PR #30396, opened 2024-12-27
fix(nuxt): warn about ignored char while parsing route segment

### LINKED ISSUE #30392: [zh:translated] Dynamic Routes: dynamic params not kebabcase
### Environment

- Operating System: Darwin
- Node Version:     v22.11.0
- Nuxt Version:     3.15.0
- CLI Version:      3.17.2
- Nitro Version:    2.10.4
- Package Manager:  pnpm@9.12.2
- Builder:          -
- User Config:      default
- Runtime Modules:  -
- Build Modules:    -

### Reproduction

https://github.com/Lionad-Morotar/reproduce-nuxt-dynamic-route-kebabcase

### Describe the bug

我创建了一个`[my-id].vue`文件，我以为能通过 `params['my-id']` 取得这个参数，但不行。在路由参数中只能通过`params.myid`去获取。

Image

不确定这是一个缺陷或者是功能，也许应该在文档标注一下？

### Additional context

_No response_

### Logs

```shell-script

```

huang-julien:
### 🔗 Linked issue

fix #30392 

### 📚 Description

This could go into a patch version IMO.

This PR add a warnign (not sure why this was removed) when a a character is ignored when building route path


danielroe (commented):
I think we might need to tweak the message to make more sense - maybe log a warning after the segment is totally extracted, explaining what the extracted param is vs what the user might have expected?

huang-julien:
I see, maybe should we add a documentation link to avoid having a long warning ?


 I may have another idea in addition to this.
How about storing all build warnings somewhere and let the devtools display them, show the stack trace and why this happened ?
IMO, the devtools is way more UX friendly than the old CLI

danielroe (approved):

danielroe:
This was resolved in https://github.com/nuxt/nuxt/pull/30619 and will be in the next patch release.

PR #30407, opened 2024-12-28
perf(vite): remove client entry from server warmup

userquin:
### 📚 Description

Starting dev server with client entry added to the vite server warmup is too slow (10x): this PR removes the server warmup in the vite client module included in this PR https://github.com/nuxt/nuxt/pull/27963

This should be ported to 3.* version (3.15.1).

You can start the playground in nuxt repo: on i18n nuxt module playground, it takes 20sc or even more on my laptop.

image
_Nuxt playground with this PR_

image
_Nuxt playground without this PR_

### DIFF
--- a/packages/vite/src/client.ts
+++ b/packages/vite/src/client.ts
@@ -152,9 +152,6 @@ export async function buildClient (ctx: ViteBuildContext) {
     ],
     appType: 'custom',
     server: {
-      warmup: {
-        clientFiles: [ctx.entry],
-      },
       middlewareMode: true,
     },
   } satisfies vite.InlineConfig, ctx.nuxt.options.vite.$client || {}))


danielroe:
this will certainly speed up the dev server start

how does it affect the first load speed in the browser?

userquin:
Using nuxt i18n module ~5sc  (pnpm nuxt dev playground --open) vs 20sc (3.15.0):

image

In the playground here ~2sc vs 12sc:

image

BobbieGoede:
We're not sure why the playground in the i18n module is so slow after updating to `3.15.0`, for me `build:done` takes 40+ seconds. With the changes in this PR it's down to 700ms, I haven't been able to reproduce the slowdown in a clean nuxt starter project though..

danielroe:
@BobbieGoede Is that reproducible if you pin vite to v5 with Nuxt v3.15?

BobbieGoede:
@danielroe 
Yep that seems to the trick as well (without the changes in this patch), takes the `build:done` duration back to 922ms.

danielroe:
cc: @antfu

antfu:
For context, you were talking about this playground (https://github.com/nuxt-modules/i18n/tree/main/playground) that is experiencing a performance downgrade, right? I am looking into it

antfu:
I have managed to reproduce that. It indeed seems like a Vite issue. I did a CPU profile, here are the profile files in case anyone is interested in investigating as well:

- [3.14.cpuprofile](https://github.com/user-attachments/files/18280036/3.14.cpuprofile)
- [3.15.cpuprofile](https://github.com/user-attachments/files/18280037/3.15.cpuprofile)

I'll keep tracing down

The Vite part of computation:

CleanShot 2024-12-31 at 15 42 52@2x

antfu:
Upstream PR to fix this:
- https://github.com/vitejs/vite/pull/19107

PR #30408, opened 2024-12-29
refactor(nuxt): use consola with nuxt tag instead of console

huang-julien:
### 📚 Description

this PR refactors console to consola


danielroe (approved):

danielroe:
i also think we could use consola tags and maybe some nice colours for some of our logs

danielroe (approved):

• What to do
Return all lines from the data that include the string "pnpm".

• Answer to the problem
- Package Manager:  pnpm@9.12.2
Using nuxt i18n module ~5sc  (pnpm nuxt dev playground --open) vs 20sc (3.15.0):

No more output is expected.